### Assignment
In the data below, how many lines contain the string "will"? Reply with the number only.

### Saved entries
────────────────────

PR #4223, opened 2021-07-29
Added typing annotations to ``models/detection`` ``generalized_rcnn``, ``keypoint_rcnn``, ``rpn``

oke-aditya:
Followup of #2025

I will tag typings where I have a few doubts.

cc @pmeier


datumbox:
Generally it's good to split PRs to avoid making them too long and complex. In this very specific case, I suspect we might have duplicate comments from #4220 applying in this PR. 

If you decide to keep them separate please have a look on the 1st PR and pass any relevant comments here as well. :)

oke-aditya:
No problem. I will keep everything in the first PR. :smile: I will close this.

PR #4224, opened 2021-07-29
Added typing annotations to io/__init__

frgfm:
Following up on #2025, this PR adds missing typing annotations in `io/__init__.py`.

Note to reviewers: I'm not sure about the return types when a method returns `self` :man_shrugging: 

Any feedback is welcome!


torchvision/io/__init__.py
```diff
@@ -126,10 +127,10 @@ def __next__(self):
             raise StopIteration
         return {"data": frame, "pts": pts}
 
-    def __iter__(self):
+    def __iter__(self) -> Iterator['VideoReader']:
         return self
 
-    def seek(self, time_s: float):
+    def seek(self, time_s: float) -> 'VideoReader':
```
datumbox, line 133: Could be replaced with `VideoReader` once we drop Python 3.6 support. See [here](https://stackoverflow.com/a/33533514).

torchvision/io/__init__.py
```diff
@@ -126,10 +127,10 @@ def __next__(self):
             raise StopIteration
         return {"data": frame, "pts": pts}
 
-    def __iter__(self):
+    def __iter__(self) -> Iterator['VideoReader']:
```
datumbox, line 130: See [mypy doc](https://mypy.readthedocs.io/en/stable/protocols.html#iterable-t).

datumbox (commented):
@frgfm I changed the return type for self. See my commit.

torchvision/io/__init__.py
oke-aditya: Nice. 
I learn something new everyday because of review from torchvision maintainers 😇

There are couple of more places where I have used this workaround in typing in torchvision. I will keep a note of this point.

frgfm: @datumbox yup fully agree! But for now (this PR), I guess we keep the string version?

datumbox: yes that's right, nothing we can do for now.

datumbox:
@frgfm could you please merge master to clear the CI errors?

frgfm:
@datumbox all errors were cleared after the previous merge :ok_hand: 
I just merged main so have everything ready for review & I guess merge :+1:

datumbox (approved):
LGTM, thanks!

PR #4228, opened 2021-07-29
Added missing arg description in lraspp_mobilenet_v3_large

frgfm:
This PR adds a missing argument description for `lraspp_mobilenet_v3_large`.

Any feedback is welcome!

### DIFF
--- a/torchvision/models/segmentation/segmentation.py
+++ b/torchvision/models/segmentation/segmentation.py
@@ -181,6 +181,7 @@ def lraspp_mobilenet_v3_large(pretrained=False, progress=True, num_classes=21, *
             contains the same classes as Pascal VOC
         progress (bool): If True, displays a progress bar of the download to stderr
         num_classes (int): number of output classes of the model (including the background)
+        aux_loss (bool): If True, it uses an auxiliary loss
     """
     if kwargs.pop("aux_loss", False):
         raise NotImplementedError('This model does not use auxiliary loss')


torchvision/models/segmentation/segmentation.py
```diff
@@ -181,6 +181,7 @@ def lraspp_mobilenet_v3_large(pretrained=False, progress=True, num_classes=21, *
             contains the same classes as Pascal VOC
         progress (bool): If True, displays a progress bar of the download to stderr
         num_classes (int): number of output classes of the model (including the background)
+        aux_loss (bool): If True, it uses an auxiliary loss
```
NicolasHug, line 184: thanks for the PR @frgfm 

If you look just below we have

```py
    if kwargs.pop("aux_loss", False):
        raise NotImplementedError('This model does not use auxiliary loss')
```

So documenting `aux_loss` is actually more confusing than anything. We should instead indicate how the `kwargs` argument is used

frgfm: Oh my bad, I misread, I thought the arg was declared outside of kwargs!

NicolasHug: We'll  be happy to consider a Pr for kwargs though, if you feel like it :) !

frgfm: Mmmh, what do you have in mind?

Something like saying whose kwargs are those and mentioning the special case of aux_loss?

PR #4230, opened 2021-07-29
Import squeeze from symbolic_opset11

jiafatom:
`_register_custom_op` set `_onnx_opset_version=11`, so we need import `squeeze`, etc from `symbolic_opset11`.

### DIFF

────────────────────

### Finished exercise
3